BRIEF
Keep only those lines of the records that include the string "NASA".

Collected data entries
BEGIN

Issue #556, opened 2024-06-14
[New Feature]: Apply scale factor to Identifier Tool source data readouts


jtroberts:
### Checked for duplicates

Yes - I've already checked

### Alternatives considered

Yes - and alternatives don't suffice

### Related problems

When using the Identifier tool, I have some layers where their data values have been scaled to make them more human readable or to match a more common unit of measurement. In the example below, the legend has a scale factor manually applied (0.01), but when the tool queries the source data value, there is no way for it to apply the same scale factor, so it just reports the raw result.

<img width="1058" alt="Screenshot 2024-06-13 at 6 00 23 PM" src="https://github.com/NASA-AMMOS/MMGIS/assets/5315956/3dcf0410-4a9d-49ba-8da3-b84866bcb1fa">

<img width="1058" alt="Screenshot 2024-06-13 at 6 00 35 PM" src="https://github.com/NASA-AMMOS/MMGIS/assets/5315956/3fc788f4-b3e8-4549-9eeb-12b504fc1ea3">

### Describe the feature request

I want a way to specify a scale factor in the layer configuration and have the Identifier tool apply it when it reports the data value.

Issue #555, opened 2024-06-14
[New Feature]: Consistent text alignment in Identifier Tool readouts


jtroberts:
### Checked for duplicates

Yes - I've already checked

### Alternatives considered

Yes - and alternatives don't suffice

### Related problems

When I use the Identifier tool to read values for a raster layer, I find it annoying when it shows the initial color-to-legend reading text-aligned to the left (screenshot 1) and then it changes the text alignment to the right when the actual value is returned (screenshot 2). For single-band data, the band number is not relevant and may add confusion as well.

<img width="1058" alt="Screenshot 2024-06-13 at 5 54 46 PM" src="https://github.com/NASA-AMMOS/MMGIS/assets/5315956/f747a6a5-2bfe-43b8-b12d-3bbfcf52d472">

<img width="1058" alt="Screenshot 2024-06-13 at 5 54 56 PM" src="https://github.com/NASA-AMMOS/MMGIS/assets/5315956/c63765d8-cc80-49a8-beca-be895cd8d94a">

### Describe the feature request

I want the Identifier tool text readouts to have consistent alignment and a smooth transition from legend value to source value.

PR #567, opened 2024-06-21
Enabled scalefactor and improved text readout for Identifier tool

jtroberts:
## Purpose
- Improvements to the Identifier tool to allow a scale factor for specified layers and better text alignment in data readouts.
## Proposed Changes
- Add support for a "scalefactor" Identifier tool variable.
- Change data readout when there is just a single band value.
## Issues
- Consistent text alignment in Identifier Tool readouts #555
- Apply scale factor to Identifier Tool source data readouts #556
## Testing
- Added scalefactor to a few layers and tested existing layers without new variable.
- Viewed text readouts to ensure data accuracy


tariqksoliman (approved):
LGTM!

END

YOUR SOLUTION
<img width="1058" alt="Screenshot 2024-06-13 at 6 00 23 PM" src="https://github.com/NASA-AMMOS/MMGIS/assets/5315956/3dcf0410-4a9d-49ba-8da3-b84866bcb1fa">
<img width="1058" alt="Screenshot 2024-06-13 at 6 00 35 PM" src="https://github.com/NASA-AMMOS/MMGIS/assets/5315956/3fc788f4-b3e8-4549-9eeb-12b504fc1ea3">
<img width="1058" alt="Screenshot 2024-06-13 at 5 54 46 PM" src="https://github.com/NASA-AMMOS/MMGIS/assets/5315956/f747a6a5-2bfe-43b8-b12d-3bbfcf52d472">
<img width="1058" alt="Screenshot 2024-06-13 at 5 54 56 PM" src="https://github.com/NASA-AMMOS/MMGIS/assets/5315956/c63765d8-cc80-49a8-beca-be895cd8d94a">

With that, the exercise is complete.